Advice in Clothing
Peer Pressure exists in all walks and stages of life, but it is particularly prevalent with teens. Rather, they are more conscious of it and more susceptible to it than at any other stage of life.
As a teenager, this is a time when you are finding your niche, moving towards greater independence and trying to get a sense of your individuality. Hence, this is the time when you will find peer pressure at its maximum. It is natural to be worried about peer acceptance and the resultant pressure over what you do and what you don’t in clothing to career choices to sports, drugs, how you spend your time and more.
Clothing – Fundamentals of Peer Pressure
Clothing is the most visible element that defines you. Hence, it becomes one of the first elements in which peer pressure is felt the greatest. You wonder constantly whether this or that clothing is right for you to fit in with the group.
Should you wear that neat pair of jeans that fits you just right or the pair of low slung jeans with the line of innerwear showing up? Should you wear this pair of sports shoes or those pair of scuffed slip-ons? Should you have your shirt in or out or just half out? Should you wear a shirt at all?
As much as you want to fit in, it is important to remember one thing – fitting in doesn’t equate to caving in.
Fitting in is about knowing yourself, having your own set of guidelines and decision process and making subtle changes to fit in with the group. Caving in is about discarding your thought process entirely to be part of the group. With that, the whole purpose of finding your independence and asserting your individuality is lost.
Your peers wouldn’t respect you for caving in. You may find that you are included temporarily within the most happening circle which you crave, but it would be short-lived. You gain their respect when you understand the peer culture but strike your own path.
Before you strike your own path, there are certain facts to understand about teenage and peer pressure.

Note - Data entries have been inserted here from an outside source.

PR #155, opened 2024-09-13
Bump actions to latest

Stormheg:
Hoping this will resolves the CI failures we are seeing regarding uploading and downloading of coverage data. Update latest Python while at it.

### DIFF
--- a/.github/workflows/publish.yml
+++ b/.github/workflows/publish.yml
@@ -17,7 +17,7 @@ jobs:
 
       - uses: actions/setup-python@v5
         with:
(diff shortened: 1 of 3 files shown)


zerolab (approved):
LGTM.

there are a few more things we can do (like setting `COVERAGE_CORE=sysmon` when running on Python 3.12+ to speed up coverage) but they can be sorted later

Stormheg:
@zerolab sounds cool, I can do that now as I have some time available for Willow today.

PR #340, opened 2018-08-22
Bug 1482208 - Specify environment and user in Airflow EMR cluster names

acmiyaguchi:
[bug link](https://bugzilla.mozilla.org/show_bug.cgi?id=1482208)

This adds a prefix to EMR cluster names for easier visual filtering.

In production, the behavior will remain the same. On stage and dev, the job name will be prefixed with the environment name:

`[dev] Main Summary View`

If `DEV_USERNAME` is also set in the Dockerfile or exported during `make run`, then it will also be appended to the name:

`[dev][amiyaguchi] Main Summary View`

EDIT:
I had failures related to the bugzilla_database job, related to my specific setup. Everything in this PR should look good.


acmiyaguchi:
It turns out that the EMR search is actually regex powered, which makes searching for the tags kind of annoying:

```
\[dev\]\[amiyaguchi\]
```

The format described in the bug is more regex friendly:

`dev-amiyaguchi: Main Summary View`

PR #343, opened 2018-09-06
Use master for focus-android events to amplitude

fbertsch:


fbertsch:
@sunahsuh this did get tested on dev, and everything seemed to be in order.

Firstly, teen age is a time when you are trying to make decisions for yourself and finding your independence. But independence is about exercising your choice with responsibility. Replacing parents’ choice with that of peers doesn’t build your independence. If you do that, you have simply transferred the power over your life, what you do and how you dress into different hands. You have passed up the chance to take it into your hands.
Secondly, many times, the amount of peer pressure you think exists doesn’t really exist. There was this boy at high school who managed to get to school most of the year in his slippers and not the school uniform of shoes. He might have thought that flouting school rules looked cool, but his peers actually had a good laugh about it. So, if you have to flout norms, know what you flout and the effect it can have.
In this incident, the important thing is that, the boy didn’t become an outcast for doing this uncool thing. In fact, his peers chose to see the comic side of it and when it was time for the farewell party, they created a special title, Paragon of the Year – a word play on the Paragon brand of slippers and the meaning of the word – a model of excellence. Things aren’t as bad as you think they are and being able to laugh at yourself for your error helps.
Thirdly, peer culture isn’t a generic, one-model-fits-all culture. There are many groups among teens, each with their own set of clothing style and care. You can easily find a group that most suits you. Trouble comes when you want to get into a group most unlike you. Be sure of your reasons for wanting to be part of that group. It is better to be part of a group you are comfortable with than one where your natural self doesn’t fit in.
Among teen groups of a particular class, say Grade 12, you will find a range of groups, from the casual, I-shall-flout-all-rules to the middle ground of I-shall-flout-rules-selectively to the other extreme of I-shall-follow-all-rules. Between these choices, there exist many variations, giving you scope to fit in with the right group. Choosing the right group eases half the pressure.
Asserting Yourself with Clothing
There is a reason why you should find your path in what you wear. Clothing is the big visual element of the image you project to your peers. It is also one of the fundamental elements through which we define ourselves. Whether you want to define yourself as a grungy, wrinkled person, or as a hip, happening person, a studious, intelligent kind, or a music lover, art lover, the sports buff, it is up to you. There are plenty of choices and variations out there. Know your choices and see whether they are the real you.
The more closely your clothing comes to express the real you, the more effectively you have exerted your independence with responsibility. Doing so brings you respect from your peers, at the same time you are comfortable with your choices. Hence, what you are trying to achieve is two-fold – Peer Respect and Comfort with Self.
Clothing is the test ground and the safest place from where you learn to exercise your choices. Another reason to begin with clothing in managing pressure is that it is visible to all. With this big visible element in place, you would have established yourself with peers and this will set the course for other matters where peer pressure exists.
Do it right and you have shown that you are part of the crowd, yet you display your individuality. The trick is to find the balance, when to follow the crowd and when to follow your inner voice.